Elon expressed a hope, not a goal.

Fidelity's SpaceX SPV is restricted to a small number of accredited investors.
Goldman tried the "put investors in a box, put the box on the cap table, and
call the box 1 investor" schtick when Facebook was private [1]. While Facebook
went public before they fell afoul of the law, the authorities clearly
expressed their views on such structures [2].

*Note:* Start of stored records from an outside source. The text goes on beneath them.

Issue #2699, opened 2022-12-14
Add tests for global configuration attributes


swiatekm:
The Chart allows various attributes to be set for all eligible resources. A simple example are labels, where we always set some common labels on all resources.

These properties should be covered by tests. A test for common labels is [already present](https://github.com/SumoLogic/sumologic-kubernetes-collection/blob/main/tests/helm/common_test.go), but there are other properties which should be tested this way:

- [x]  `sumologic.pullSecrets`
- [x] `sumologic.podLabels`
- [x]  `sumologic.podAnnotations`
- [x]  `sumologic.serviceAccount.annotations`

and possibly more. 

This issue tracks adding these tests.

PR #3795, opened 2024-07-02
test(integration): Added custom pod label tests for global configuration attributes

chan-tim-sumo:
### Overview
- github issue: https://github.com/SumoLogic/sumologic-kubernetes-collection/issues/2699
- added pod label tests for global configs

3 more to go:
```
 sumologic.pullSecrets
 sumologic.podAnnotations
 sumologic.serviceAccount.annotations
```

### Checklist
- [ ] Documentation updated


sumo-drosiek:
Is that actually works? I'm trying to understand the flow and for me it looks like you are trying to check if rendered pod definition (which for example looks like this: https://github.com/SumoLogic/sumologic-kubernetes-collection/blob/main/tests/helm/testdata/goldenfile/events_otc_statefulset/basic.output.yaml) contains `sumologic.podLabels` key.

The code should look like more like https://github.com/SumoLogic/sumologic-kubernetes-collection/blob/e52a34cf5af69d1746877f5575c26cb7b0e20a3b/tests/helm/common_test.go#L129-L180

Because aim of the task is to check if all pods/serviceaccounts/etc have the labels set correctly

The jira is not accessible outside of the organization so it would be much more Open Source to link correlated github issue instead 

I would also split this PR per individual change (`podLabels`, `podAnnotations`, etc)

chan-tim-sumo:
> Is that actually works? I'm trying to understand the flow and for me it looks like you are trying to check if rendered pod definition (which for example looks like this: https://github.com/SumoLogic/sumologic-kubernetes-collection/blob/main/tests/helm/testdata/goldenfile/events_otc_statefulset/basic.output.yaml) contains `sumologic.podLabels` key.
> 
> The code should look like more like
> 
> https://github.com/SumoLogic/sumologic-kubernetes-collection/blob/e52a34cf5af69d1746877f5575c26cb7b0e20a3b/tests/helm/common_test.go#L129-L180
> 
> Because aim of the task is to check if all pods/serviceaccounts/etc have the labels set correctly
> 
> The jira is not accessible outside of the organization so it would be much more Open Source to link correlated github issue instead
> 
> I would also split this PR per individual change (`podLabels`, `podAnnotations`, etc)

i see, i thought we needed to test to make sure labels are in the rendered objects, if it is to check if all pods/everything have the labels set correctly, i guess just need to check if the labels arent empty ? 

ref: https://kubernetes.io/docs/concepts/overview/working-with-objects/labels/ 

if so, i'm confused, isn't it already done for labels on here? https://github.com/SumoLogic/sumologic-kubernetes-collection/blob/e52a34cf5af69d1746877f5575c26cb7b0e20a3b/tests/helm/common_test.go#L48-L83

sumo-drosiek:
> if so, i'm confused, isn't there a test for labels on here? 

It tests for Helm built-in labels: https://github.com/SumoLogic/sumologic-kubernetes-collection/blob/e52a34cf5af69d1746877f5575c26cb7b0e20a3b/tests/helm/common_test.go#L332-L341

> if it is to check if all pods/everything have the labels set correctly, i guess just need to check if the labels arent empty?

Yes, but we want to check for exact value. We need to ensure that we are able to set additional pod labels, pod annotations and so on for every pod. Maybe we need to use multiple configuration keys to achieve it, but this is want we want to test and ensure. We want to test the following feature: https://help.sumologic.com/docs/send-data/kubernetes/best-practices/#pod-labels

chan-tim-sumo:
> > if so, i'm confused, isn't there a test for labels on here?
> 
> It tests for Helm built-in labels:
> 
> https://github.com/SumoLogic/sumologic-kubernetes-collection/blob/e52a34cf5af69d1746877f5575c26cb7b0e20a3b/tests/helm/common_test.go#L332-L341
> 
> > if it is to check if all pods/everything have the labels set correctly, i guess just need to check if the labels arent empty?
> 
> Yes, but we want to check for exact value. We need to ensure that we are able to set additional pod labels, pod annotations and so on for every pod. Maybe we need to use multiple configuration keys to achieve it, but this is want we want to test and ensure. We want to test the following feature: https://help.sumologic.com/docs/send-data/kubernetes/best-practices/#pod-labels

 if we want to check for EXACT values for ALL/additional pod labels, do you mean testing a custom pod label? since currently there is a test for BUILT-IN label only? 🤔

sumo-drosiek:
> just to make sure i'm understanding this, if we want to check for EXACT values for ALL/additional pod labels, do you mean testing a custom pod label? since currently there is a test for BUILT-IN label only?

Yes, we want to check exact values for additional pod labels

tests/helm/testdata/custom-labels.yaml
sumo-drosiek, line 1: We should enable optional components as well. see https://github.com/SumoLogic/sumologic-openshift-images/blob/main/scripts/values.yaml

tests/helm/common_test.go
```diff
@@ -413,6 +413,48 @@ func GetPodSpec(object unstructured.Unstructured) (*corev1.PodSpec, error) {
...
+		err := runtime.DefaultUnstructuredConverter.FromUnstructured(object.Object, cronJob)
+		if err != nil {
+			return nil, err
+		}
+		return &cronJob.Spec.JobTemplate.Spec.Template, nil
+	default:
+		return nil, nil
+	}
+}
+
```
sumo-drosiek, line 457: It can be simplified to something like this:

```suggestion
func GetPodTemplateSpec(object unstructured.Unstructured) (*corev1.PodTemplateSpec, error) {
	spec, err := GetPodSpec(object)
	if err != nil {
		return nil, err
	}
	return spec.Template, nil
}

```

chan-tim-sumo:
since most of the comments are here: 

another question i have is, I see pullSecrets and imagePullSecrets, are they the same?

pod annotation and service account annotation is pretty intuitive.

sumo-drosiek:
> I see pullSecrets and imagePullSecrets, are they the same?

It seems like that. We cannot change the subcharts configuration keys :(

tests/helm/common_test.go
```diff
@@ -369,55 +371,65 @@ func isSubchartObject(object metav1.Object) bool {
...
-// This only works on Deployments, StatefulSets and DaemonSets
-func GetPodSpec(object unstructured.Unstructured) (*corev1.PodSpec, error) {
+func GetPodSpec(podTemplateSpec *corev1.PodTemplateSpec) *corev1.PodSpec {
+	if podTemplateSpec == nil {
+		return nil
+	}
+	return &podTemplateSpec.Spec
+}
+
+func GetPodTemplateSpec(object unstructured.Unstructured) (*corev1.PodTemplateSpec, error) {
```
sumo-drosiek, line 381: I would leave previous siganture
```suggestion
func GetPodTemplateSpec(object unstructured.Unstructured) (*corev1.PodTemplateSpec, error) {
	podTemplateSpec, err := GetPodTemplateSpec(object)
	if err != nil {
		return nil, err
	}
	return &podTemplateSpec.Spec, nil
}

func GetPodTemplateSpec(object unstructured.Unstructured) (*corev1.PodTemplateSpec, error) {
```

sumo-drosiek: It require less refactor, and we also keep checking for the `podTemplateSpec` inside the function

tests/helm/common_test.go
```diff
@@ -547,3 +559,65 @@ func TestServiceAccountPullSecrets(t *testing.T) {
...
+			continue
+		}
+
+		if podTemplateSpec == nil {
+			t.Logf("PodTemplateSpec is nil for object %s", renderedObject.GetName())
+			continue
+		}
+
+		require.NoError(t, err)
+
```
sumo-drosiek, line 600:
```suggestion

```

It will be always true

sumo-drosiek (approved):
LGTM. We should add missing configuration options (if any) to https://help.sumologic.com/docs/send-data/kubernetes/best-practices/#pod-labels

[1] [https://dealbook.nytimes.com/2011/01/03/facebook-and-
the-500...](https://dealbook.nytimes.com/2011/01/03/facebook-and-
the-500-person-threshold/)

[2]
[https://www.wsj.com/articles/SB10001424052748704723104576062...](https://www.wsj.com/articles/SB10001424052748704723104576062280540485652)

------
mabbo
Musk needs to step out of the limelight. It's obvious that he loves it, but
half the news about him is the stupid things he's done or said on Twitter or
on blog posts. It does him no favors and makes him look like a child who has
just figured out he can scream, and that the world will react when he does[0].

Elon, go back to what you're best at: inventing, being in the lab, running the
factory, making the world better with your mind. Stop trying to be famous
because it does you more harm than good.

The biggest danger to Tesla today is an over-inflated ego.

[0](I wonder if any politicians have figured this out?)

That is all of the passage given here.